If all of this seems like an extreme overreaction to a national flag, that’s because it is. If waving a flag threatens Israel’s existence, then not only is Israel in far bigger trouble than anyone understands, but Zionism itself has failed. The success of Israel is not only in its establishment, but in the fact that it has become a military, economic, and cultural powerhouse. Protestors waving Palestinian flags and mourners displaying them at funerals does not threaten Israel’s sovereignty or security in any tangible way, and to think otherwise betrays a deep and unwarranted sense of insecurity about Israel’s durability and legitimacy. Palestinians are subject to Israeli control in ways large and small and don’t have many outlets for expressing their nationalism or symbolically demonstrating their freedom; honing in on flags says far more about Israeli predilections than it does about Palestinian ones. The fact that Israel is now worried about Palestinian flags when twenty years ago Israel was worried about Palestinians with suicide vests is itself a demonstration of how much better Israel’s position is, and how many inside of Israel are struggling with distinguishing between symbols of resistance that are actually violent threats and those that are not. 

The more that Israel seeks to criminalize the idea of Palestinian nationalism rather than focusing on preventing its violent manifestations, the more difficult it will become.
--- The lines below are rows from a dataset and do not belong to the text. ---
PR #212, opened 2022-08-30
fix(android, sdk): passing custom targeting as array of string instead of string

AbdelhalimAhmed:
### Description

When passing customTargeting as Array of string instead of string the app is crashed.

### Checklist

  - [x] Yes
  - [x] `Android`
  - [ ] `iOS`
- My change includes tests;
- This is a breaking change;
  - [ ] Yes
  - [x] No

### Test Plan

https://developers.google.com/android/reference/com/google/android/gms/ads/admanager/AdManagerAdRequest.Builder#public-admanageradrequest.builder-addcustomtargeting-string-key,-liststring-values
---

### DIFF
--- a/android/src/main/java/io/invertase/googlemobileads/ReactNativeGoogleMobileAdsCommon.java
+++ b/android/src/main/java/io/invertase/googlemobileads/ReactNativeGoogleMobileAdsCommon.java
@@ -178,7 +178,7 @@ public class ReactNativeGoogleMobileAdsCommon {
 
       for (Map.Entry<String, Object> entry : customTargeting.entrySet()) {
         String key = entry.getKey();
-        String value = (String) entry.getValue();
+        ArrayList<String> value = (ArrayList<String>) entry.getValue();
         builder.addCustomTargeting(key, value);
       }
     }
--- a/src/types/RequestOptions.ts
+++ b/src/types/RequestOptions.ts
@@ -70,7 +70,7 @@ export interface RequestOptions {
    *
    * Takes an array of string key/value pairs.
    */
-  customTargeting?: { [key: string]: string };
+  customTargeting?: { [key: string]: string[] };
 
   /**
    * Sets the request agent string to identify the ad request's origin. Third party libraries that reference the Mobile
--- a/src/types/RequestOptions.ts
+++ b/src/types/RequestOptions.ts
@@ -70,7 +70,7 @@ export interface RequestOptions {
    *
    * Takes an array of string key/value pairs.
    */
-  customTargeting?: { [key: string]: string[] };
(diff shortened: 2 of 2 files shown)


wjaykim:
Hi! Thank you for contributing to our repo. 
Does this change work with iOS, too?

src/types/RequestOptions.ts
```diff
@@ -70,7 +70,7 @@ export interface RequestOptions {
    *
    * Takes an array of string key/value pairs.
    */
-  customTargeting?: { [key: string]: string };
+  customTargeting?: { [key: string]: string[] };
```
wjaykim, line 73: When we makes change to type, it is breaking change. To support previous versions, I think it should be union type of `string | string[]`.

wjaykim (changes requested):

AbdelhalimAhmed:
> 

yes, works fine

src/types/RequestOptions.ts
AbdelhalimAhmed: updated

android/src/main/java/io/invertase/googlemobileads/ReactNativeGoogleMobileAdsCommon.java
```diff
@@ -178,7 +178,7 @@ public static AdManagerAdRequest buildAdRequest(ReadableMap adRequestOptions) {
 
       for (Map.Entry<String, Object> entry : customTargeting.entrySet()) {
         String key = entry.getKey();
-        String value = (String) entry.getValue();
+        ArrayList<String> value = (ArrayList<String>) entry.getValue();
```
mikehardy, line 181: I'm having a difficult time understanding how this does not just convert the crash from being:

"when passing array of strings it crashes" to

"when passing single string it crashes"

That is, this just makes it crash for the other case now. It appears both types of input should be accepted (`String` and `ArrayList<String>`) and you need to do a runtime check like `if (value instanceof String) ...` with conditional cast

mikehardy (changes requested):
Not sure this doesn't cause a different kind of crash, as commented near line of code

android/src/main/java/io/invertase/googlemobileads/ReactNativeGoogleMobileAdsCommon.java
wjaykim: Yes, I think so, too.

mikehardy: Just a note @AbdelhalimAhmed that this looks close to going in, but this comment must be addressed as it appears it will cause a crash in the opposite direction of your fix, and both cases need to be handled...

PR #257, opened 2022-10-27
fix(ios): correct typo in ios_config.sh

Xanewok:
Tweak the ios_config.sh error to mention the `GADApplicationIdentifier` key from the Info.plist using the correct value - it may help with Ctrl-C troubleshooting.


mikehardy (approved):
Ha! :facepalm: good catch, thank you for posting a fix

The Palestinian flag is a display of ideology and emotion, and treating it like a weapon will make it more potent and more popular a symbol. There was a particular irony at work this week with Israeli arguments that marching through the Old City with Israeli flags is nothing but a demonstration of legitimate Israeli pride and should not be construed in any way as incitement or threatening toward Palestinians, while at the same time insisting on multiple fronts that Palestinian flags are inherently illegitimate and should be construed as incitement and threats toward Israelis. The truth is that national flags are never inherent threats, but it is all about how they are deployed. There is a way to have the Jerusalem Day flag march be about pride in Israel and Israeli sovereignty in its capital, and there is a way to have it be about rubbing Palestinian noses in their defeat. There is a way to fly Palestinian flags as an expression of hopes for independence and sovereignty, and there is a way to do it as a threatening message to Israelis about their safety and security. It is a mistake for Israel to lose sight of this fact, along with the larger dynamic at work in which making Palestinian nationalism a crime will not kill it but only make it stronger.